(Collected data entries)
═══

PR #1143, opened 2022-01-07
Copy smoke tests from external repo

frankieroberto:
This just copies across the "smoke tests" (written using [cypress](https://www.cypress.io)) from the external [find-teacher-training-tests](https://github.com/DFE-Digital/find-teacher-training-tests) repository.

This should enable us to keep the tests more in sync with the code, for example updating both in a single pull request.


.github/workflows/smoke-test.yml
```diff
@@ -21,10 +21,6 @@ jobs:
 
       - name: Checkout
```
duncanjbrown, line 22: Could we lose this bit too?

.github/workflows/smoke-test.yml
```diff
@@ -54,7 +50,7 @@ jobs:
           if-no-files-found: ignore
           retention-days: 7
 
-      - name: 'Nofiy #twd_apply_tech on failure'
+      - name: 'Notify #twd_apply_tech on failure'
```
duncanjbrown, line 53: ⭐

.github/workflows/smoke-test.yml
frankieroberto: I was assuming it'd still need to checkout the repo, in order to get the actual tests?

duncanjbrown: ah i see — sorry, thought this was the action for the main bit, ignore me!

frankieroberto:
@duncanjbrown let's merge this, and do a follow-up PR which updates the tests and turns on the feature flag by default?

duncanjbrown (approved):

═══

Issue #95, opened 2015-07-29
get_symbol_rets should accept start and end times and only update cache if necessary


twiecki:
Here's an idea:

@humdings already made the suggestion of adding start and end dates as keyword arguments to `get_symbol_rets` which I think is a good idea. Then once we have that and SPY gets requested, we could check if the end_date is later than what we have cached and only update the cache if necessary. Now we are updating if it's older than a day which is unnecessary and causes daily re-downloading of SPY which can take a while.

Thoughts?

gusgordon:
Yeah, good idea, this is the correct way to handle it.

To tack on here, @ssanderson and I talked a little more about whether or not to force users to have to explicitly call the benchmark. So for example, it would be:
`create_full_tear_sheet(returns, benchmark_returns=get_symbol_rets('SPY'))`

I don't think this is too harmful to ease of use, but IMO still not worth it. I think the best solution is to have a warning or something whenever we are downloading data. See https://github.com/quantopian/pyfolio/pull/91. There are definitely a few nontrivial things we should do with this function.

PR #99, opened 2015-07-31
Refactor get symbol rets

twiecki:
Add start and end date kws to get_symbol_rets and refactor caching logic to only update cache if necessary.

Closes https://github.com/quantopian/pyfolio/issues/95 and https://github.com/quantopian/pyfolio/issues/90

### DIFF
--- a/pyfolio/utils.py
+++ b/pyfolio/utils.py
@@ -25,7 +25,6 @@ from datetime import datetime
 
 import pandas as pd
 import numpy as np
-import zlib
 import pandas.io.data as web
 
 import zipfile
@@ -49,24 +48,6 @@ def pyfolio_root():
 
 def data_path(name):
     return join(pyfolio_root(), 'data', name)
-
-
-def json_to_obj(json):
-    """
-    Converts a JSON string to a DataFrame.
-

═══

• Exercise:
Locate the lines above that hold the word "should". Show every one of them.

• Solution for this task:
This should enable us to keep the tests more in sync with the code, for example updating both in a single pull request.
get_symbol_rets should accept start and end times and only update cache if necessary
I don't think this is too harmful to ease of use, but IMO still not worth it. I think the best solution is to have a warning or something whenever we are downloading data. See https://github.com/quantopian/pyfolio/pull/91. There are definitely a few nontrivial things we should do with this function.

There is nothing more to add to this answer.